• Record set:
PR #3795, opened 2023-06-30
[FMT] apply black to maskers - part 1

Remi-Gau:

- update configs to include nilearn/maskers
- apply black

### DIFF
--- a/nilearn/maskers/tests/test_multi_nifti_masker.py
+++ b/nilearn/maskers/tests/test_multi_nifti_masker.py
@@ -25,7 +25,15 @@ def test_auto_mask():
     masker = MultiNiftiMasker(mask_args=dict(opening=0))
     # Check that if we have not fit the masker we get a intelligible
     # error
-    pytest.raises(ValueError, masker.transform, [[img, ]])
+    pytest.raises(
+        ValueError,
+        masker.transform,
+        [
+            [
+                img,
+            ]
+        ],
+    )
     # Check error return due to bad data format
     pytest.raises(ValueError, masker.fit, img)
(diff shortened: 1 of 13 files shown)


nilearn/maskers/tests/test_multi_nifti_masker.py
```diff
@@ -25,7 +25,15 @@ def test_auto_mask():
...
-    pytest.raises(ValueError, masker.transform, [[img, ]])
+    pytest.raises(
+        ValueError,
+        masker.transform,
+        [
+            [
+                img,
+            ]
+        ],
+    )
```
ymzayek, line 36: Anyway to avoid this?

Also note for future refactoring, these should use context manager

nilearn/maskers/tests/test_multi_nifti_masker.py
```diff
@@ -37,16 +45,21 @@ def test_auto_mask():
...
+    assert_array_equal(get_data(masker.mask_img_), np.logical_or(data, data2))
     # Smoke test the transform
-    masker.transform([[img, ]])
+    masker.transform(
+        [
+            [
+                img,
+            ]
+        ]
+    )
```
ymzayek, line 56: And this?

nilearn/maskers/tests/test_multi_nifti_masker.py
Remi-Gau: removing the coma is should tell black to put that on oneline

let me fix this

Remi-Gau: yup that dit it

• Problem to solve: Take the lines above and print them exactly.

• Solution for this problem:
PR #3795, opened 2023-06-30
[FMT] apply black to maskers - part 1

Remi-Gau:

- update configs to include nilearn/maskers
- apply black

### DIFF
--- a/nilearn/maskers/tests/test_multi_nifti_masker.py
+++ b/nilearn/maskers/tests/test_multi_nifti_masker.py
@@ -25,7 +25,15 @@ def test_auto_mask():
     masker = MultiNiftiMasker(mask_args=dict(opening=0))
     # Check that if we have not fit the masker we get a intelligible
     # error
-    pytest.raises(ValueError, masker.transform, [[img, ]])
+    pytest.raises(
+        ValueError,
+        masker.transform,
+        [
+            [
+                img,
+            ]
+        ],
+    )
     # Check error return due to bad data format
     pytest.raises(ValueError, masker.fit, img)
(diff shortened: 1 of 13 files shown)


nilearn/maskers/tests/test_multi_nifti_masker.py
```diff
@@ -25,7 +25,15 @@ def test_auto_mask():
...
-    pytest.raises(ValueError, masker.transform, [[img, ]])
+    pytest.raises(
+        ValueError,
+        masker.transform,
+        [
+            [
+                img,
+            ]
+        ],
+    )
```
ymzayek, line 36: Anyway to avoid this?

Also note for future refactoring, these should use context manager

nilearn/maskers/tests/test_multi_nifti_masker.py
```diff
@@ -37,16 +45,21 @@ def test_auto_mask():
...
+    assert_array_equal(get_data(masker.mask_img_), np.logical_or(data, data2))
     # Smoke test the transform
-    masker.transform([[img, ]])
+    masker.transform(
+        [
+            [
+                img,
+            ]
+        ]
+    )
```
ymzayek, line 56: And this?

nilearn/maskers/tests/test_multi_nifti_masker.py
Remi-Gau: removing the coma is should tell black to put that on oneline

let me fix this

Remi-Gau: yup that dit it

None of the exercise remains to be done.